Prompt => Of the entries below, return only those lines from the line with "For local smoke" to the line with "Place a debugger", exactly, both included.

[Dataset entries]
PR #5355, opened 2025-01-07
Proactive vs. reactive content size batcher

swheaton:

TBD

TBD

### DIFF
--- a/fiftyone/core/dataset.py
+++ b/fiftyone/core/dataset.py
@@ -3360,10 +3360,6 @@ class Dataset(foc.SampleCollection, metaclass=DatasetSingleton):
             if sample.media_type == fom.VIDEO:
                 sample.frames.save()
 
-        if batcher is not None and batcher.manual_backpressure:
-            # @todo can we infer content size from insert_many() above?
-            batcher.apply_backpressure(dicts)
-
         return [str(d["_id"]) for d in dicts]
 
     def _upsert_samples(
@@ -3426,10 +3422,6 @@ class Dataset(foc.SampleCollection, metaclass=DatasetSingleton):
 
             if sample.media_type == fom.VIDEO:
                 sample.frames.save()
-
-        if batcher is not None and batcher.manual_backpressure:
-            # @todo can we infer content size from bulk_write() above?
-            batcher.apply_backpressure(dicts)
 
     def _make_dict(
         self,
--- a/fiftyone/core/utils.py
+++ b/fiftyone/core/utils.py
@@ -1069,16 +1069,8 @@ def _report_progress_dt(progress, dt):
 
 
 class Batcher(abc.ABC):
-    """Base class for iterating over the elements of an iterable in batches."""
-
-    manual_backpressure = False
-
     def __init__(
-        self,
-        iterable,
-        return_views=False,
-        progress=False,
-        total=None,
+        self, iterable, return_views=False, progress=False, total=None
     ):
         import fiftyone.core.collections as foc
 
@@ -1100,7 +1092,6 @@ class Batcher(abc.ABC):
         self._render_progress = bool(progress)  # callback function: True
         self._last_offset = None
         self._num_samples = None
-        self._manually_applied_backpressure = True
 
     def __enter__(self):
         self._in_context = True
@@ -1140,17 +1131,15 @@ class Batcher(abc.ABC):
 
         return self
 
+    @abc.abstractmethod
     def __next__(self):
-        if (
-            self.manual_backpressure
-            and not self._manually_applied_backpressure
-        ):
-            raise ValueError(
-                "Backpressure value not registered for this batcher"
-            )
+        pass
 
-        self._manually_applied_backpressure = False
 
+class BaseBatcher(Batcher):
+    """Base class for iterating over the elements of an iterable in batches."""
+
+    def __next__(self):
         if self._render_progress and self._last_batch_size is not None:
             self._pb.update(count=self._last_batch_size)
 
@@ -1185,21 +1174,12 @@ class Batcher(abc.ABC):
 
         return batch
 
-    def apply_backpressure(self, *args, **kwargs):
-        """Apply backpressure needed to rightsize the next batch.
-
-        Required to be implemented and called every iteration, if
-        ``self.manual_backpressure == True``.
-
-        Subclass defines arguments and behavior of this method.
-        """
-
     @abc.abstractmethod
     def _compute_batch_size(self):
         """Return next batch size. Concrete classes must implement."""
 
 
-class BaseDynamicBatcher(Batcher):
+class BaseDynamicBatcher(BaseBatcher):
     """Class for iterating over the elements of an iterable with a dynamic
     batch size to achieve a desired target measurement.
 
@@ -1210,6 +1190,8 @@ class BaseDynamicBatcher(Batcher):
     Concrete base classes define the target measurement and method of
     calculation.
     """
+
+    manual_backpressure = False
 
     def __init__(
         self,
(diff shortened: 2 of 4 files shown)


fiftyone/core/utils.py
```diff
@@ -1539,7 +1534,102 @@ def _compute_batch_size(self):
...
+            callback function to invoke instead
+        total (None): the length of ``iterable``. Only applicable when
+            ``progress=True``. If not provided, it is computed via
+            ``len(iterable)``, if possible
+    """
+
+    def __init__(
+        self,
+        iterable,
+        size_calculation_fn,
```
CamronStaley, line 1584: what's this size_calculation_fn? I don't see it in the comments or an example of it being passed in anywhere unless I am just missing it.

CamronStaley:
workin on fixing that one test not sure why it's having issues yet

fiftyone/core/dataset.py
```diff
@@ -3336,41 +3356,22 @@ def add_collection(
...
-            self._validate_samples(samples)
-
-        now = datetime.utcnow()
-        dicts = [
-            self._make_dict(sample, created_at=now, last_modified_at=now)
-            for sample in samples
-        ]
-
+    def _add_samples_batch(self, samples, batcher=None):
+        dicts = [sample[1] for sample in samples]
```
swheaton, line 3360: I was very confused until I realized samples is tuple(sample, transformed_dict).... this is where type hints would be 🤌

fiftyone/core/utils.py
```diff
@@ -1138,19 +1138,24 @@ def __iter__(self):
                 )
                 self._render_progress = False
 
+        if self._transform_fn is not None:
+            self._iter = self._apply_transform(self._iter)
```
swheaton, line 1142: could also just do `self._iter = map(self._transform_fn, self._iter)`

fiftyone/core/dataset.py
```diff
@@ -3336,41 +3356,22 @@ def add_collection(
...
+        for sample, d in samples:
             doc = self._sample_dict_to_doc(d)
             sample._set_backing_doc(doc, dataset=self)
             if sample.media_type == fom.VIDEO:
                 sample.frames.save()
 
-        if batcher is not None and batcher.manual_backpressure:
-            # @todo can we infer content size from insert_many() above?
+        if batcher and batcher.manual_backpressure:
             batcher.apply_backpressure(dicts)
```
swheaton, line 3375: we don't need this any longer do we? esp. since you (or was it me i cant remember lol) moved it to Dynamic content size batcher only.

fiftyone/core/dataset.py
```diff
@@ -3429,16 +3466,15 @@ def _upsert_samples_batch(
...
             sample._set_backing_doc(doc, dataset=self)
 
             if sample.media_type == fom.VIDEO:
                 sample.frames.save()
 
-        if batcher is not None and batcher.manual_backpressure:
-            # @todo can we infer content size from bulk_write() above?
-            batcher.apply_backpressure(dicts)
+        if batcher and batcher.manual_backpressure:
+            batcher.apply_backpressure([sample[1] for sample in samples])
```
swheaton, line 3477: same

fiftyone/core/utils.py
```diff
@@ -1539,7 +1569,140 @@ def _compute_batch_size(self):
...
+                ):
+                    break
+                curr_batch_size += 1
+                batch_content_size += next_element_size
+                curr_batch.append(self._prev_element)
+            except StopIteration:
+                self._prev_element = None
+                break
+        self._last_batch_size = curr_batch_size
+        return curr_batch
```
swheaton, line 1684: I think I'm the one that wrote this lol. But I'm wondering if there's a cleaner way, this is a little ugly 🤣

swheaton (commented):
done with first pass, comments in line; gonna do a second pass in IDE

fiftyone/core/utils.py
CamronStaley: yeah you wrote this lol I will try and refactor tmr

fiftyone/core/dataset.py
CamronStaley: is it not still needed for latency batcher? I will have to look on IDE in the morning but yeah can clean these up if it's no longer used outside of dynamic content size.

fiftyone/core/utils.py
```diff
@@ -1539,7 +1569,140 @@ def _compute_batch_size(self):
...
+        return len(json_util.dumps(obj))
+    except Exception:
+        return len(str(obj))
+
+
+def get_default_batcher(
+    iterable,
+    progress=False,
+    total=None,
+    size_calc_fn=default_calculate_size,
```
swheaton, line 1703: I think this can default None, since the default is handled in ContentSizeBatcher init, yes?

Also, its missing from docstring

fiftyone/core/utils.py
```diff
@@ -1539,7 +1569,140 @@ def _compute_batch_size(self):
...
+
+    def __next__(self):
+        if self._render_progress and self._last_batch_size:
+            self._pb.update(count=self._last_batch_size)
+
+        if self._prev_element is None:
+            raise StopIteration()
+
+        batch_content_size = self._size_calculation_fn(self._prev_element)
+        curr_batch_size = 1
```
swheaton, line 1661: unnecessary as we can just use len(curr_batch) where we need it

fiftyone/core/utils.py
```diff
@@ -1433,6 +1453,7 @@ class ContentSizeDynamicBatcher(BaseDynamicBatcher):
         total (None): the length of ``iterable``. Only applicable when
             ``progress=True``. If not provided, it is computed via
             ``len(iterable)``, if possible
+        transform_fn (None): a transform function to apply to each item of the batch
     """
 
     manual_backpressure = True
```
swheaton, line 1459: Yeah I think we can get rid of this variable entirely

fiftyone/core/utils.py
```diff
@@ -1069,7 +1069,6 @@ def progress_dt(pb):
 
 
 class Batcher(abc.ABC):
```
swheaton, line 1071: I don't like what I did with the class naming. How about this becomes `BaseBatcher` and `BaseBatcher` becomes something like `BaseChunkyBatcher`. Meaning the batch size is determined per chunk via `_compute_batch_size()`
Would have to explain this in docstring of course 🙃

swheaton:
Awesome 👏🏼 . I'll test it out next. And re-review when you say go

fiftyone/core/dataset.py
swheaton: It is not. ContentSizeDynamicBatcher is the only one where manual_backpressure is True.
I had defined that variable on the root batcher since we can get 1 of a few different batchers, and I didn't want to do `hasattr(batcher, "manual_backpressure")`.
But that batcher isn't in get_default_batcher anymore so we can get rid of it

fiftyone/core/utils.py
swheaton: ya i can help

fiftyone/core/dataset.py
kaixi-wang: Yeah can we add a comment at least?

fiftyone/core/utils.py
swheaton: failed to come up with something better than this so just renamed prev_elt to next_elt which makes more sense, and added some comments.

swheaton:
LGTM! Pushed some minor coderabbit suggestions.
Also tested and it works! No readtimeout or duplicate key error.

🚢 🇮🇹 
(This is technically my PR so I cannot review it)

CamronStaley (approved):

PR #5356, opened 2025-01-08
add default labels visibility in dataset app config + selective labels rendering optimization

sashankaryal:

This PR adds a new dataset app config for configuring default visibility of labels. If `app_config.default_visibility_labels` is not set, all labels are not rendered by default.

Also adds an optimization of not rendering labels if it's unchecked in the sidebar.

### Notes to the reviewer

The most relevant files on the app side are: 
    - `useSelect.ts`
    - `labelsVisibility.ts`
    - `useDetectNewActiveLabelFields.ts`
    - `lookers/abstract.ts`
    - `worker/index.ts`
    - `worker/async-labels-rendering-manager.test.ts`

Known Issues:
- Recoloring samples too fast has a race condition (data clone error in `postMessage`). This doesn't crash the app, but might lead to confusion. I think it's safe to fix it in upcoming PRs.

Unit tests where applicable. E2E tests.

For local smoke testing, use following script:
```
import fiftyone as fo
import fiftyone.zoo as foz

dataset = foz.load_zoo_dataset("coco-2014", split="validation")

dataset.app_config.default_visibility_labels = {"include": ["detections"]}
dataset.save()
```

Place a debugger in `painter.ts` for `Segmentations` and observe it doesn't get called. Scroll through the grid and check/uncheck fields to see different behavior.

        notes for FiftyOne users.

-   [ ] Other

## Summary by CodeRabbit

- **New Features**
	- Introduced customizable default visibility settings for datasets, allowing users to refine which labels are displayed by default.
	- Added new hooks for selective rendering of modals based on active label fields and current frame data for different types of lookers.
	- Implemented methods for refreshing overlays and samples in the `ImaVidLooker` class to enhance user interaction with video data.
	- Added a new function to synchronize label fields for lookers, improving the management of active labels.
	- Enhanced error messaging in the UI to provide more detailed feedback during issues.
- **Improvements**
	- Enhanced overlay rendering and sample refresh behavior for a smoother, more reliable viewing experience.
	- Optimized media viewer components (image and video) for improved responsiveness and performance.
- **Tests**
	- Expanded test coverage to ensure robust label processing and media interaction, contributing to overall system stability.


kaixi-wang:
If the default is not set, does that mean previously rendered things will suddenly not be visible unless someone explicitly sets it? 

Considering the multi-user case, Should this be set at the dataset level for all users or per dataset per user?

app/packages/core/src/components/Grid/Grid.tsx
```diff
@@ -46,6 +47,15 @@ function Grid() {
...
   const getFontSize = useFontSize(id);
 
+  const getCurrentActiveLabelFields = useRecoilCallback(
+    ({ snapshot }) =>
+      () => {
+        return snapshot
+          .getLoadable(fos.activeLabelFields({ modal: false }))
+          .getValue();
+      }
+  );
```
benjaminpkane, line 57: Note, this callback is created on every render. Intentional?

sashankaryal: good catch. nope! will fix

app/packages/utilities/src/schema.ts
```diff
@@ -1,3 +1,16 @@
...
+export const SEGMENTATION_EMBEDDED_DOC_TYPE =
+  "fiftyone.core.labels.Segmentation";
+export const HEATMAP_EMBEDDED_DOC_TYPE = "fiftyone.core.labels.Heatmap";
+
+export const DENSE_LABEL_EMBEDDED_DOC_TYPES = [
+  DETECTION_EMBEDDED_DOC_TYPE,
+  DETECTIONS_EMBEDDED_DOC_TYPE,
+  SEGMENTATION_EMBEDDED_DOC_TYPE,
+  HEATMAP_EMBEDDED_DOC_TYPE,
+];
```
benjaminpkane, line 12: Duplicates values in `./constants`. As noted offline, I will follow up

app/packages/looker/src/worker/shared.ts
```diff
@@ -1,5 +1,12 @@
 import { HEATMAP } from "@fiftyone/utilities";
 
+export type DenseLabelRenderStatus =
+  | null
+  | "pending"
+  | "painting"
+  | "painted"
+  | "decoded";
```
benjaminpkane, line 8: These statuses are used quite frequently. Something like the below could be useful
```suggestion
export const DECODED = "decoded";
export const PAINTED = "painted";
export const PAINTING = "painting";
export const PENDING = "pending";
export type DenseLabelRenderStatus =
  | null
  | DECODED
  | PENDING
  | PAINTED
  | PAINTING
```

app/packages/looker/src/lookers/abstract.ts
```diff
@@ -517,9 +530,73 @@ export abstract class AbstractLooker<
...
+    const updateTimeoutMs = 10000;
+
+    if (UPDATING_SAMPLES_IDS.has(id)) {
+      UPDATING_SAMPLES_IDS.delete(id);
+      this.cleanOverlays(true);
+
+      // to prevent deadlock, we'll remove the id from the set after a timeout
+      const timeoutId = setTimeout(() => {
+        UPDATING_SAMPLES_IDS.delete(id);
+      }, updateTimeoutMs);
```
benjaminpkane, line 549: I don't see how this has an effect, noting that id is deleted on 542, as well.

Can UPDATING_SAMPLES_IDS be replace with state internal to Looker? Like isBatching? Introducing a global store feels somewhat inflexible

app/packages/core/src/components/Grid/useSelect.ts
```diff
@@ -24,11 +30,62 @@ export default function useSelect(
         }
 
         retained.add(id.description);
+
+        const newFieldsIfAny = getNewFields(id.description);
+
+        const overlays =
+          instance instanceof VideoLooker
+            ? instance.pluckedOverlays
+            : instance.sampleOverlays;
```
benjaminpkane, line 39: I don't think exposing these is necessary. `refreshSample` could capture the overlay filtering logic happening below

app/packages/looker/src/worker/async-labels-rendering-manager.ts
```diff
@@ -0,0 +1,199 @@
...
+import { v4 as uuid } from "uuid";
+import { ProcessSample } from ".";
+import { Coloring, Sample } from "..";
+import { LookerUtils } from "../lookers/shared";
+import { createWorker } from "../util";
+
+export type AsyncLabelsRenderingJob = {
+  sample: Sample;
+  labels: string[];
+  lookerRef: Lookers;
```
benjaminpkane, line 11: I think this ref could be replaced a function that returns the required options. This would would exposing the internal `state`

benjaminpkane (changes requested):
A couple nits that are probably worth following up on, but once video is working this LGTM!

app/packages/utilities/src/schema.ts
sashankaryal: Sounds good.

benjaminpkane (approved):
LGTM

Solution below =>
For local smoke testing, use following script:
```
import fiftyone as fo
import fiftyone.zoo as foz

dataset = foz.load_zoo_dataset("coco-2014", split="validation")

dataset.app_config.default_visibility_labels = {"include": ["detections"]}
dataset.save()
```

Place a debugger in `painter.ts` for `Segmentations` and observe it doesn't get called. Scroll through the grid and check/uncheck fields to see different behavior.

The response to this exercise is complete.